TASK GOAL -> Scan the records below for the line with "PR #1079, opened 2026-08-05" and the line with "This looks great". Repeat those two lines and every line between them exactly, and nothing else.

[Stored items]
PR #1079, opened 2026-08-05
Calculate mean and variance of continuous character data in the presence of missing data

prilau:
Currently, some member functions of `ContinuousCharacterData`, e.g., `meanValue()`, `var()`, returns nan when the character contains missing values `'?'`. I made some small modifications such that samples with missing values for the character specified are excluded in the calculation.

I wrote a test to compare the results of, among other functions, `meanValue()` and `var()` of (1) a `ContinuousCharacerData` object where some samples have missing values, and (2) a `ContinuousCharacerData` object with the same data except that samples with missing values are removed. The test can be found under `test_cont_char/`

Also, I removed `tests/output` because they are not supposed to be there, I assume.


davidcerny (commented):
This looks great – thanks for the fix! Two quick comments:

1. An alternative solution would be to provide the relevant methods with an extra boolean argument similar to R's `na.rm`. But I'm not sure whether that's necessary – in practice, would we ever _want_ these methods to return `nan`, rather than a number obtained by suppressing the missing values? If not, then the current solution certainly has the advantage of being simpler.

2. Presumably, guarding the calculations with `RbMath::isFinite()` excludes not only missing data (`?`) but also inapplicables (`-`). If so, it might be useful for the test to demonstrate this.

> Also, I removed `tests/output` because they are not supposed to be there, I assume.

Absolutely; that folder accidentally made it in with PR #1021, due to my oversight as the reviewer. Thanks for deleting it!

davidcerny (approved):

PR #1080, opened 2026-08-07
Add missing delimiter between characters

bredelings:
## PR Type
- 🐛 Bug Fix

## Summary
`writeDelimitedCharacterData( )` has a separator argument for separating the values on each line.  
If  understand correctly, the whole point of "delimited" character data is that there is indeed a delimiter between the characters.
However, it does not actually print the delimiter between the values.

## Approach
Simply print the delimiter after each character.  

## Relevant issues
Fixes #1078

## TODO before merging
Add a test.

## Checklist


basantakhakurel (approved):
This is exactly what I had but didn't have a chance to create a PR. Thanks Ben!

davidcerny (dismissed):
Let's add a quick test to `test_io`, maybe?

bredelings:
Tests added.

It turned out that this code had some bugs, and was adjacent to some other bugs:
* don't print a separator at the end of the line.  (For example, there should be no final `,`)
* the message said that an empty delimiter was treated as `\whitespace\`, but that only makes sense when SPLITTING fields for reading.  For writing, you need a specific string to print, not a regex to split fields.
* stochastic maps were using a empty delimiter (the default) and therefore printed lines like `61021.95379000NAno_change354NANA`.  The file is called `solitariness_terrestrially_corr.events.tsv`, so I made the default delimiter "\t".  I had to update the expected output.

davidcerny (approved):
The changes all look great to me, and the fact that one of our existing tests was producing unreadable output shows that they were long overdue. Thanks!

--

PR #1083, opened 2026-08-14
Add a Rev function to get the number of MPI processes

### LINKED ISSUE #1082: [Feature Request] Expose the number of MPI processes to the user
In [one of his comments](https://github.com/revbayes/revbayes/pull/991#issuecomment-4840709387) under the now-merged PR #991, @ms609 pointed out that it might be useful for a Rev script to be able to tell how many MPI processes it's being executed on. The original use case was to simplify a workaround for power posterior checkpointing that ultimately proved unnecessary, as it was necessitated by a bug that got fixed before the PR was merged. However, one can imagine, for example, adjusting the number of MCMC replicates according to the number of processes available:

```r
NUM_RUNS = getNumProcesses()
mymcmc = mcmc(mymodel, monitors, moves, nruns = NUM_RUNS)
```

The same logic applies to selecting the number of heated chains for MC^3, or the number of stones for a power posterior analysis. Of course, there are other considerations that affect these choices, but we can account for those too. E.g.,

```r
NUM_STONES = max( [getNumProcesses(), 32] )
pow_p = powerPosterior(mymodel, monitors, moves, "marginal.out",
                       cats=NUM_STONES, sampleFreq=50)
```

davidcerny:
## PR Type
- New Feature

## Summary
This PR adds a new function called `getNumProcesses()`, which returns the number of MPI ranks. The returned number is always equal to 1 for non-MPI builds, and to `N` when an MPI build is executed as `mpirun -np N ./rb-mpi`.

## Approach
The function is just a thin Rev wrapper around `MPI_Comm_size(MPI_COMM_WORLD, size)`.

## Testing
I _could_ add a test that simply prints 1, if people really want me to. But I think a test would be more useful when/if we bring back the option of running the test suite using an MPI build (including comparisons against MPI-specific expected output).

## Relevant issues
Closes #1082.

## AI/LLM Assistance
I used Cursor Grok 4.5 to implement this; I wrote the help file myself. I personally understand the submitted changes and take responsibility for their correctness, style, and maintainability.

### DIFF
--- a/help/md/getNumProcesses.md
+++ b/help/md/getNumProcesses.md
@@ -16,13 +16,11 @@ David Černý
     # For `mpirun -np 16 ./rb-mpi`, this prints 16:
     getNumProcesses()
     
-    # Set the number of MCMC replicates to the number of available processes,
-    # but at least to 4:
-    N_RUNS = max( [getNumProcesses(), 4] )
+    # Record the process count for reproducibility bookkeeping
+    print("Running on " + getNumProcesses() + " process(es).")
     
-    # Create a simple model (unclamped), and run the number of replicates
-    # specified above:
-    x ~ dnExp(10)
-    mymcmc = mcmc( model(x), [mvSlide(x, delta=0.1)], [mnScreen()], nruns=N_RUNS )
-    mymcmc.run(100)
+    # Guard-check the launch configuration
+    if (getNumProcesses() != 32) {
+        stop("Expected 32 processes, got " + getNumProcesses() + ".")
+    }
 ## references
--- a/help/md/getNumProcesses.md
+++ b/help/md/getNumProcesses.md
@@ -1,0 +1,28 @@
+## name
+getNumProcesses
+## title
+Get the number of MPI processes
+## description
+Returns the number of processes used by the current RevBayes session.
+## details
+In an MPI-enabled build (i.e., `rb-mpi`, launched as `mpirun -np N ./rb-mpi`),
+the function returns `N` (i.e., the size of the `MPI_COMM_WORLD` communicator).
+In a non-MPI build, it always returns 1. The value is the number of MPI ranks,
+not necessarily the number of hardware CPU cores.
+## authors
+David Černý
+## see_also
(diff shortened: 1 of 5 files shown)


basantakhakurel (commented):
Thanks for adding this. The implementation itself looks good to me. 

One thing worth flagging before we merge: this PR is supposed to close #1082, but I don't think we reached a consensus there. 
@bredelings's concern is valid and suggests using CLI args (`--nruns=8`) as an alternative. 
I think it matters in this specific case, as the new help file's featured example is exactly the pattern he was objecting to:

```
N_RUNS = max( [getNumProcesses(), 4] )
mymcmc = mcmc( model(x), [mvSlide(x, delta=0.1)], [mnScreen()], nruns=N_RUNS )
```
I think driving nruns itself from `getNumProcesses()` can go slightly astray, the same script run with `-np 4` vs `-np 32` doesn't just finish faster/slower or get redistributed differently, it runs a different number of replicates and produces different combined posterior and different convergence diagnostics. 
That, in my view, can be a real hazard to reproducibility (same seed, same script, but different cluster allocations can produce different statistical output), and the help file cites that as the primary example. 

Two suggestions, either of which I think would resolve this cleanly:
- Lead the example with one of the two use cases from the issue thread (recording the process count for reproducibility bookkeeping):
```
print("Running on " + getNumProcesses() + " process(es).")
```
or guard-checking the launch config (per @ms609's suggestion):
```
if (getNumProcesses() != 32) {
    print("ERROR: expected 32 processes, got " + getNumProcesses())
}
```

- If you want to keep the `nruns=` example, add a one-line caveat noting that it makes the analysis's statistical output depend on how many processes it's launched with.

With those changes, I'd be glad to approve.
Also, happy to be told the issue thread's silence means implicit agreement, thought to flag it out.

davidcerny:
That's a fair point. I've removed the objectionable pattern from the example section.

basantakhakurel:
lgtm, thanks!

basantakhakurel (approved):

* * *

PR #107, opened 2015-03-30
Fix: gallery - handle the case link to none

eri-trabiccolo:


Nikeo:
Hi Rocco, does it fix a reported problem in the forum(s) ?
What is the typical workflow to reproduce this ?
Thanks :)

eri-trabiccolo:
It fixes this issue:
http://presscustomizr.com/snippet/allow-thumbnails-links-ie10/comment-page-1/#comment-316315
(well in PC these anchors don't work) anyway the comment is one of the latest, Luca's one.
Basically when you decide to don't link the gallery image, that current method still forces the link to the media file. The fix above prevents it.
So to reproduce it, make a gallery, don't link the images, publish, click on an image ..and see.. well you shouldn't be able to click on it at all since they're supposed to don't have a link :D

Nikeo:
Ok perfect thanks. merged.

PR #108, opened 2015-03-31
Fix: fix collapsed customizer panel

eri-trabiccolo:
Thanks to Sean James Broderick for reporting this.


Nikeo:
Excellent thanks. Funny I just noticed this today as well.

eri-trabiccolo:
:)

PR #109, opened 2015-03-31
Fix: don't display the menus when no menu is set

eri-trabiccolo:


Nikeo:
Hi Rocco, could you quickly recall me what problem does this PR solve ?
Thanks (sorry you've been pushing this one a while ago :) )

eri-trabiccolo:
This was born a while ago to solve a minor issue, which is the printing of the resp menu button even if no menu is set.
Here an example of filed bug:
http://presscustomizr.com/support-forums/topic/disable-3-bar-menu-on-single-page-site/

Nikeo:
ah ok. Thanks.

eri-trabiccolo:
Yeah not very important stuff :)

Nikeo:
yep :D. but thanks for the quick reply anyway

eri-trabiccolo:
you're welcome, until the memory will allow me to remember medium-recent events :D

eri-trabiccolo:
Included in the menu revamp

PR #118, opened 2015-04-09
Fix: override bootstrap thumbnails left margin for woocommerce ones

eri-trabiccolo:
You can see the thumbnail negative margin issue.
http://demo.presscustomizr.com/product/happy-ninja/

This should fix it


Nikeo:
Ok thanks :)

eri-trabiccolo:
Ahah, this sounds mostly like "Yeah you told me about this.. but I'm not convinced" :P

EXERCISE RESULT ->
PR #1079, opened 2026-08-05
Calculate mean and variance of continuous character data in the presence of missing data

prilau:
Currently, some member functions of `ContinuousCharacterData`, e.g., `meanValue()`, `var()`, returns nan when the character contains missing values `'?'`. I made some small modifications such that samples with missing values for the character specified are excluded in the calculation.

I wrote a test to compare the results of, among other functions, `meanValue()` and `var()` of (1) a `ContinuousCharacerData` object where some samples have missing values, and (2) a `ContinuousCharacerData` object with the same data except that samples with missing values are removed. The test can be found under `test_cont_char/`

Also, I removed `tests/output` because they are not supposed to be there, I assume.


davidcerny (commented):
This looks great – thanks for the fix! Two quick comments:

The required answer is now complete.